HIPAA & BAA · Communications API
Is Twilio HIPAA compliant?
Conditionally. Twilio signs a BAA only for customers on its Security Edition or Enterprise Edition, and PHI may be used only with Twilio's designated HIPAA-eligible products, following the shared-responsibility architecture guidance.
Key facts
- BAA available: Conditionally — on specific plans
- What it takes: Requires Twilio Security Edition or Enterprise Edition to execute the Business Associate Addendum; PHI may only flow through HIPAA-Eligible Products and Services.
- Official source: Twilio — Twilio and HIPAA — https://www.twilio.com/en-us/hipaa (verified 2026-06)
How to use Twilio in a HIPAA-compliant way
- Upgrade your account to Twilio Security Edition or Enterprise Edition.
- Execute Twilio's Business Associate Addendum to the Terms of Service.
- Build workflows using only HIPAA-Eligible Products and Services (e.g., Programmable SMS/MMS, Voice, Video, SIP).

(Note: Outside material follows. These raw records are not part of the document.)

PR #2427, opened 2026-02-05
fix: externalize @kubb/core in tsdown configs

icholy:
tsdown inlines type declarations from dependencies that aren't marked as external. This causes each package to bundle its own copy of PluginManager (which has #private fields), making TypeScript treat them as incompatible types across packages.

Adding '@kubb/core' to the external list makes tsdown emit import references instead of inlining, so all packages share the same PluginManager.

I ran into this while trying to write a custom generator plugin.

## 🎯 Changes

Add `@kubb/core` to externals in all tsdown configurations.

## ✅ Checklist

## 🚀 Release Impact

### DIFF
--- a/packages/plugin-ts/src/components/Type.tsx
+++ b/packages/plugin-ts/src/components/Type.tsx
@@ -166,7 +166,7 @@ export function Type({
         enums.map(({ name, nameNode, typeName, typeNode }) => (
           <>
             {nameNode && (
-              <File.Source name={name} isExportable isIndexable>
+              <File.Source name={name} isExportable isIndexable isTypeOnly={false}>
                 {safePrint(nameNode)}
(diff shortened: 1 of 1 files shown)


stijnvanhulle:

- Follow the 'Architecting for HIPAA on Twilio' guidance for customer-side responsibilities (logging, redaction, access controls).
- Avoid storing PHI in non-eligible products and document your safeguards.
Important caveats
- Only HIPAA-Eligible Products are covered; using non-eligible products/features with PHI is outside the BAA.

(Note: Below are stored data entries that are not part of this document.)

PR #2463, opened 2026-02-10
fix: add mergeConfig to fetch/axios clients and use it in class clients

icholy:
## 🎯 Changes

Constructor configs passed to class-style API clients were silently discarded. Only the `client` property was stored, all other `RequestConfig` properties like `baseURL` and `headers` were ignored.

- Add `mergeConfig` export to both fetch and axios client templates
- Use `mergeConfig` in generated class client methods to merge stored constructor/class config with per-method config
- Use `mergeConfig` internally in the fetch and axios client functions to replace inline merge logic

I originally tried to just code-gen the merging code, but since fetch allows the headers to an object or array that was really gross. Another way would be to codegen a `#mergeConfig` method.

## ✅ Checklist

## 🚀 Release Impact


icholy:
@stijnvanhulle thanks for improving that logging. I'm putting this back into draft while I figure this out.

icholy:
@stijnvanhulle ~~I'm running into issues because of the drift between `src/clients/{fetch,axios}.ts` and `templates/clients/{fetch,axios}.ts`. I think I want to open a separate PR to sync these before contining on this one.~~

 **edit:** I just changed the import style instead.

icholy:
@stijnvanhulle this is ready for a review when you have time.

PR #2464, opened 2026-02-10
fix: only import Client type when inline client is rendered

icholy:
## 🎯 Changes

Only include `Client` in the type-only import when `!shouldUseClientPlugin`, since `Client` is only referenced by the inline async client function.

## ✅ Checklist

## 🚀 Release Impact


icholy:
This is not correct.

PR #2394, opened 2026-01-29
feat(faker): data forwarding

Ericlm:
## 🎯 Changes

Closes #2393 

## ✅ Checklist

- [x] I have followed the steps in the [Contributing guide](https://github.com/kubb-labs/kubb/blob/main/CONTRIBUTING.md).
- [x] I have tested this code locally with `pnpm run test`.

## 🚀 Release Impact

- [x] This change affects published code, and I have generated a [changeset](https://github.com/changesets/changesets/blob/main/docs/adding-a-changeset.md).
- [x] This change is for the docs (no release).

PR #2472, opened 2026-02-12
fix: forwarding function from enum string

Ericlm:
## 🎯 Changes

A previous change with how faker handled functions was making it possible to pass data downstream. However, in some edge case where the function that was called was an enum, no data was accepted (it wouldn't make sense). But faker functions were still calling this function with data. (see https://github.com/kubb-labs/kubb/pull/2394)

Now, functions generated from enums are also accepting data.

## ✅ Checklist

## 🚀 Release Impact

### DIFF
--- a/packages/core/mocks/helloWorld.js
+++ b/packages/core/mocks/helloWorld.js
@@ -1,1 +1,0 @@
-export const hallo = 'world'


packages/core/mocks/helloWorld.js
```diff
@@ -0,0 +1 @@
+export const hallo = 'world'
```
stijnvanhulle: Normally this should be ignored by the gitignore file

stijnvanhulle:
@Ericlm could you also check the changelog.md file in docs and add already what new version will be 4.22.2

packages/core/mocks/helloWorld.js
Ericlm: Should I add `packages/core/mocks/hellowWorld.js` to the gitignore? Or remove one of `packages/core/mocks/hellowWorld.js` VS `packages/core/mocks/helloWorld.js`

stijnvanhulle: It is already part of the gitignore so not sure if this because merge conflicts or it stills happens

See https://github.com/kubb-labs/kubb/blob/main/.gitignore.

Both files should not be part of git

stijnvanhulle (approved):

packages/core/mocks/helloWorld.js
Ericlm: My bad! I was able to remove this file from the git tracking. 🙂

- A BAA requires the paid Security or Enterprise Edition — standard accounts cannot sign one.
- HIPAA compliance is explicitly a shared responsibility; Twilio's controls do not by themselves make your workflow compliant.
The bottom line
No software is "HIPAA compliant" on its own. HIPAA compliance is a property of your organization, not a tool. Even with a signed BAA, you remain responsible for configuring Twilio correctly, limiting access to PHI, training staff, and maintaining your own safeguards. This page is general information, not legal advice; confirm current terms with Twilio.
Frequently asked questions
Does Twilio sign a BAA?
On specific plans. Requires Twilio Security Edition or Enterprise Edition to execute the Business Associate Addendum; PHI may only flow through HIPAA-Eligible Products and Services. A signed BAA is required before any PHI is involved.

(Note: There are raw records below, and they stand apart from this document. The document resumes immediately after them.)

PR #2475, opened 2026-02-13
fix(plugin-react-query): respect required requestBody for oneOf mutation inputs

humarkx:
## Summary
- fix required request body inference in `plugin-react-query` mutations when the request schema is a top-level `oneOf`
- require mutation `data` when the OpenAPI operation has `requestBody.required: true`, even if schema-level optionality is ambiguous
- preserve compatibility with `plugin-client` by keeping client call parameter ordering aligned

## Problem
For some operations, `requestBody.required` is `true` but the request schema is a top-level `oneOf` without top-level `required`.

That caused generated mutation typings to incorrectly allow `data?`.
A first pass also exposed a mismatch when `plugin-client` is enabled: mutation wrappers and imported client functions could disagree on parameter ordering (e.g. header params vs request body).

## Fix
- in `Mutation` and `MutationOptions`, derive request-body optionality from operation-level `requestBody.required`
- in `mutationGenerator`, only normalize request schema optionality for inline clients (when `plugin-client` is not used)
- when `plugin-client` is used, keep original schema shape for client-call argument mapping so generated calls stay type-safe

## Validation
- `pnpm --filter @kubb/plugin-react-query test`
- `pnpm --filter @kubb/plugin-react-query typecheck`
- PR CI: both E2E jobs (`ubuntu-latest`, `windows-latest`) pass


packages/plugin-react-query/src/components/MutationOptions.tsx
```diff
@@ -22,6 +22,12 @@ type GetParamsProps = {
   typeSchemas: OperationSchemas
 }
 
+function isRequestBodyRequired(typeSchemas: OperationSchemas) {
```
stijnvanhulle: @humarkx could you move this to the utils ofr @kubb/plugin-oas package?

packages/plugin-react-query/src/generators/mutationGenerator.tsx
```diff
@@ -13,6 +14,29 @@ import { Mutation, MutationKey } from '../components'
 import { MutationOptions } from '../components/MutationOptions.tsx'
 import type { PluginReactQuery } from '../types'
 
+function withRequiredRequestBodySchema(typeSchemas: OperationSchemas): OperationSchemas {
```
stijnvanhulle: Would it make sense to add this as part of the schema generation so every plugin can read this in correctly?

humarkx:
@stijnvanhulle can this PR get some love?

stijnvanhulle (changes requested):

packages/plugin-react-query/src/generators/mutationGenerator.tsx
hmrkx: Applied with the same refactor: required-requestBody normalization now happens in schema generation (`OperationGenerator`) via shared `@kubb/plugin-oas` utility, so plugins read consistent requiredness automatically. I also added regression coverage for react-query (inline + plugin-client path) and plugin-client generation with required oneOf requestBody.

packages/plugin-react-query/src/components/MutationOptions.tsx
humarkx: Implemented in this update. I moved required requestBody handling to shared `@kubb/plugin-oas` utils (`requestBody.ts`) and wired it through `OperationGenerator.getSchemas()`. `plugin-react-query` now consumes the normalized schema and no longer carries a local helper.

packages/plugin-react-query/src/generators/mutationGenerator.tsx
humarkx: Applied with the same refactor: required requestBody normalization now happens in schema generation (`OperationGenerator`) via shared `@kubb/plugin-oas` utility, so plugins read consistent requiredness automatically. Added regression coverage for react-query (inline + plugin-client path) and plugin-client generation with required oneOf requestBody.

humarkx:
@stijnvanhulle we’re running this in production via `patch-package` and it’s been solid so far.

It avoids having to deal with `data?` when the response body is actually required.
Also handles `oneOf` / `anyOf` / `allOf` composable required-body cases correctly.

stijnvanhulle:
@humarkx Thanks for fixing merge feedback, I will create a new version of Kubb with this fix :)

Is Twilio HIPAA compliant out of the box?
No software is "HIPAA compliant" by itself. Even when Twilio offers a BAA, you are responsible for signing it, configuring the product correctly, restricting access, and maintaining your own administrative, physical, and technical safeguards.
What should I check before using Twilio with PHI?
Only HIPAA-Eligible Products are covered; using non-eligible products/features with PHI is outside the BAA.